(INFORMATION GIVEN)

PR #9581, opened 2025-10-27
Optimise CALL by throwing stack underflow earlier

Marchhill:
## Changes

- Pop from stack at start of instruction to fail faster without having to access state etc. Also better matches spec

- [x] Optimization
- [ ] Refactoring
- [ ] Documentation update
- [ ] Build-related changes
- [ ] Other: _Description_

#### Requires testing

- [ ] Yes
- [x] No

No regressions in hive consensus tests.

- [ ] Yes
- [x] No

- [ ] Yes
- [x] No

- [ ] Yes
- [x] No

### DIFF
--- a/src/Nethermind/Nethermind.Evm.Test/CallTests.cs
+++ b/src/Nethermind/Nethermind.Evm.Test/CallTests.cs
@@ -1,0 +1,55 @@
+// SPDX-FileCopyrightText: 2025 Demerzel Solutions Limited
+// SPDX-License-Identifier: LGPL-3.0-only
+
+using Nethermind.Specs;
+using NUnit.Framework;
+
+namespace Nethermind.Evm.Test
+{
+    public class CallTests : VirtualMachineTestsBase
+    {
+        protected override long BlockNumber => MainnetSpecProvider.ParisBlockNumber;
+        protected override ulong Timestamp => MainnetSpecProvider.OsakaBlockTimestamp;
+
+        [Test]
+        [TestCase(Instruction.CALL)]
+        [TestCase(Instruction.CALLCODE)]
+        [TestCase(Instruction.DELEGATECALL)]
+        [TestCase(Instruction.STATICCALL)]
+        public void Stack_underflow_on_call(Instruction instruction)
+        {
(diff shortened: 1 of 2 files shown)


Marchhill:
> i think this would result in different access lists and then cause gas mismatch in nested calls.

Are you talking block access lists here? Because yes that's the main point of the change, the BAL would be incorrect without it. In the execution specs popping from the stack always happens at the start of the CALL: https://github.com/ethereum/execution-specs/blob/forks/osaka/src/ethereum/forks/osaka/vm/instructions/system.py#L365

Could you expand on why it could cause a gas mismatch?

tanishqjasoria (approved):
we revert access tracker when the call fails.

src/Nethermind/Nethermind.Evm.Test/CallTests.cs
```diff
@@ -0,0 +1,55 @@
...
+    {
+        protected override long BlockNumber => MainnetSpecProvider.ParisBlockNumber;
+        protected override ulong Timestamp => MainnetSpecProvider.OsakaBlockTimestamp;
+
+        [Test]
+        [TestCase(Instruction.CALL)]
+        [TestCase(Instruction.CALLCODE)]
+        [TestCase(Instruction.DELEGATECALL)]
+        [TestCase(Instruction.STATICCALL)]
+        public void Stack_underflow_on_call(Instruction instruction)
```
flcl42, line 19: This test fails on master. We need to repeat it in hive.
To be more clear: looks like consensus on execution is changed in this pr, and it's not revealed by tests common for ELs

Marchhill: yeah I added as a regression test. Do you mean we should add to hive suite? It's not critical as it just means one error is thrown instead of another

benaadams (approved):

src/Nethermind/Nethermind.Evm.Test/CallTests.cs
benaadams: Consensus would be the same with outofgas? Doesn't differentiate why outofgas?

PR #9587, opened 2025-10-28
Add field support to ExpressionExtensions.GetSetter

radik878:
Added support for fields in ExpressionExtensions.GetSetter by handling FieldInfo: it rejects static, readonly, and const fields, builds an assignment expression using Expression.Assign, and applies a type conversion when TProperty differs from the field type; the existing property-based setter path remains unchanged and exception messages follow the file’s current style


LukaszRozmej (approved):

LukaszRozmej:
Doesn't build

radik878:
> Doesn't build

fixed

PR #9588, opened 2025-10-29
Feature/triestore respect finalized block marker

asdacap:
- Causes TrieStore to check for finalized block before persisting state, causing it to persist canonical state only by default.
- If the finalized block is behind the in memory state, it will persist all state up until pruning boundary.
- This allow very long reorg that follows the FCU.
- To determine the finalized state, an interface `IFinalizedStateProvider` is created which return the last finalized state number and a method to find the state root for any state number.
   - For PoW network, it uses the reorg depth which is `IBlockTree.BestKnownNumber - ReorgDepth`. 
   - For PoS network, it uses either:
       - IBlockTree.FinalizedHash
       - or IBlockCacheService.FinalizedHash
       - This is because the `IBlockTree.FinalizedHash` is only updated on processed block. Which would cause forward sync to become archive mode. So the `IBlockCacheService.FinalizedHash` is used as a backup. Ironing out the 4 different place of finalization header source is outside of this PR's scope.

#### Requires testing

- [X] Yes
- [ ] No

- [X] Yes
- [ ] No

#### Notes on testing

- [x] Mainnet can sync
- [x] Mainnet era replay
- [x] Mainnet full pruning

### DIFF
--- a/src/Nethermind/Nethermind.Merge.Plugin/MergeFinalizedStateProvider.cs
+++ b/src/Nethermind/Nethermind.Merge.Plugin/MergeFinalizedStateProvider.cs
@@ -30,7 +30,7 @@ public class MergeFinalizedStateProvider(IPoSSwitcher poSSwitcher, IBlockCacheSe
                 if (blockCacheService.FinalizedHash is { } blockCacheFinalizedHash)
                 {
                     BlockHeader? fromBlockCache = blockTree.FindHeader(blockCacheFinalizedHash);
-                    if (fromBlockCache != null)
+                    if (fromBlockCache is not null)
                     {
                         if (currentFinalized is null || fromBlockCache.Number > currentFinalized.Number)
                         {


asdacap:
@copilot open a new pull request to apply changes based on the comments in [this thread](https://github.com/NethermindEth/nethermind/pull/9588#pullrequestreview-3392124425)

src/Nethermind/Nethermind.Trie.Test/Pruning/TreeStoreTests.cs
```diff
@@ -1206,11 +1214,11 @@ void WriteRandomData(int seed)
             fullTrieStore.WaitForPruning();
 
             fullTrieStore.PrunePersistedNodes();
-            fullTrieStore.CachedNodesCount.Should().Be(52);
+            fullTrieStore.CachedNodesCount.Should().Be(65);
```
asdacap, line 1217: Pruning boundary previously acted like PruningBoundary + 1

src/Nethermind/Nethermind.Merge.Plugin/MergeFinalizedStateProvider.cs
```diff
@@ -0,0 +1,54 @@
...
+                {
+                    currentFinalized = blockTree.FindHeader(blockTreeFinalizedHash, BlockTreeLookupOptions.None);
+                }
+
+                // Finalized hash from blocktree is not updated until it is processed, which is a problem for long
+                // catchup. So we use from blockCacheService as a backup.
+                if (blockCacheService.FinalizedHash is { } blockCacheFinalizedHash)
+                {
+                    BlockHeader? fromBlockCache = blockTree.FindHeader(blockCacheFinalizedHash);
+                    if (fromBlockCache != null)
```
rubo:
```suggestion
                    if (fromBlockCache is not null)
```

src/Nethermind/Nethermind.Trie/Pruning/TrieStore.cs
```diff
@@ -691,41 +704,92 @@ private void SaveSnapshot()
...
         try
         {
+            if (_commitSetQueue.IsEmpty)
+            {
+                if (_logger.IsDebug) _logger.Debug("Unable to persist commit set due to empty queue");
+                return (candidateSets, null);
+            }
+
+            long finalizedBlockNumber = _finalizedStateProvider.FinalizedBlockNumber;
+            long pruningBoundaryBlockNumber = _commitSetQueue.MaxBlockNumber.Value - _maxDepth;
```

(End INFORMATION GIVEN)

AIM OF THE EXERCISE:
Search the data for the string "MergeFinalizedStateProvider" and copy every line where it appears.

EXPECTED ANSWER:
--- a/src/Nethermind/Nethermind.Merge.Plugin/MergeFinalizedStateProvider.cs
+++ b/src/Nethermind/Nethermind.Merge.Plugin/MergeFinalizedStateProvider.cs
@@ -30,7 +30,7 @@ public class MergeFinalizedStateProvider(IPoSSwitcher poSSwitcher, IBlockCacheSe
src/Nethermind/Nethermind.Merge.Plugin/MergeFinalizedStateProvider.cs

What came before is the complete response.